── RECORDS FOR THIS TASK ──

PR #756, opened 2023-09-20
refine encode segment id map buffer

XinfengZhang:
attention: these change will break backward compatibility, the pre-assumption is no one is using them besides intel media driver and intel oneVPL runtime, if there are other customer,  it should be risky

───
── RECORDS FOR THIS TASK ──

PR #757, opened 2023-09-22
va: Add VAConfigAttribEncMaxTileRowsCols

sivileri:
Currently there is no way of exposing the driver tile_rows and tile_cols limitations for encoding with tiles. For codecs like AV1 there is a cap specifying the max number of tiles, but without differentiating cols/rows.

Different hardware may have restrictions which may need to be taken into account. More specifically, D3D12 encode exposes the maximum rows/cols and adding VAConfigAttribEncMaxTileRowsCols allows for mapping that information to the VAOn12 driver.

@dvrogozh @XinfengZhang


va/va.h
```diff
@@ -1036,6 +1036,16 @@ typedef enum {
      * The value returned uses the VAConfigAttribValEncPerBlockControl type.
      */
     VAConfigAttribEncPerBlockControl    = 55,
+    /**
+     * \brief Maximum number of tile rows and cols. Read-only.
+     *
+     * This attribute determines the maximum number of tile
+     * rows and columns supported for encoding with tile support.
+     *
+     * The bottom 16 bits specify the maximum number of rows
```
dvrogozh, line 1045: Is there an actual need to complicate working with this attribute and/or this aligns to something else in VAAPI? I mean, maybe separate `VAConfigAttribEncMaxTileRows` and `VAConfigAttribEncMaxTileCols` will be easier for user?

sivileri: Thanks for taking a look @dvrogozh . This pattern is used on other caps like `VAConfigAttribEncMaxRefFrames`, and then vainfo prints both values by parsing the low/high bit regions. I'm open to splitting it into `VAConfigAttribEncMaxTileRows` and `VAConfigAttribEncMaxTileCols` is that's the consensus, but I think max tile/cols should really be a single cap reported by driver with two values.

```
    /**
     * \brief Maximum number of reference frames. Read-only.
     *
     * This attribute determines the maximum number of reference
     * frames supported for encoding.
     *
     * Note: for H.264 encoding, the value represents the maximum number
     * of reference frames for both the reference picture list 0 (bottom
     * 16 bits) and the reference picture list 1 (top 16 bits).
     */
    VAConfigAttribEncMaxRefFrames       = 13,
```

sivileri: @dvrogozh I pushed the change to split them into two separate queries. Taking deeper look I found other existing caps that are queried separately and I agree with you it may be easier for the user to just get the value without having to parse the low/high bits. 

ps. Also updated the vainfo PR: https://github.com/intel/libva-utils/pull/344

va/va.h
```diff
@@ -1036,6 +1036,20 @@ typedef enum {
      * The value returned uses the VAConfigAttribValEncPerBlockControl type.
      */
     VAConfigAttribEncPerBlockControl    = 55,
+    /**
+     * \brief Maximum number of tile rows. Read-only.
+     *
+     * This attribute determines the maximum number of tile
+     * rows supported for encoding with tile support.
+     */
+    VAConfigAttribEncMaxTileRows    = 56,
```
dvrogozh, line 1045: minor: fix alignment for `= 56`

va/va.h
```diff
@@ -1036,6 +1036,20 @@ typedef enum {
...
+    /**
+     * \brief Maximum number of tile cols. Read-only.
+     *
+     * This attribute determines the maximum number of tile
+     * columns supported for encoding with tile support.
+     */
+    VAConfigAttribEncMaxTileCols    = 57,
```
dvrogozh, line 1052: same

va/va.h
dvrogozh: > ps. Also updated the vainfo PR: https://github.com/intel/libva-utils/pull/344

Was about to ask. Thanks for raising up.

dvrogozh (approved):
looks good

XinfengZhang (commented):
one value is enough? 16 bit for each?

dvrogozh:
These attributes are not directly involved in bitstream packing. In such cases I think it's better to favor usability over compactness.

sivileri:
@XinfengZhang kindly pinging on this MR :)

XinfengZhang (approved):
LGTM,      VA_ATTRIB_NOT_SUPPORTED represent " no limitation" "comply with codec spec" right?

───

**ACTION ITEM:** Search the data above for the string "into" and report each line that holds it.

**RESULT:**
Different hardware may have restrictions which may need to be taken into account. More specifically, D3D12 encode exposes the maximum rows/cols and adding VAConfigAttribEncMaxTileRowsCols allows for mapping that information to the VAOn12 driver.
sivileri: Thanks for taking a look @dvrogozh . This pattern is used on other caps like `VAConfigAttribEncMaxRefFrames`, and then vainfo prints both values by parsing the low/high bit regions. I'm open to splitting it into `VAConfigAttribEncMaxTileRows` and `VAConfigAttribEncMaxTileCols` is that's the consensus, but I think max tile/cols should really be a single cap reported by driver with two values.
sivileri: @dvrogozh I pushed the change to split them into two separate queries. Taking deeper look I found other existing caps that are queried separately and I agree with you it may be easier for the user to just get the value without having to parse the low/high bits. 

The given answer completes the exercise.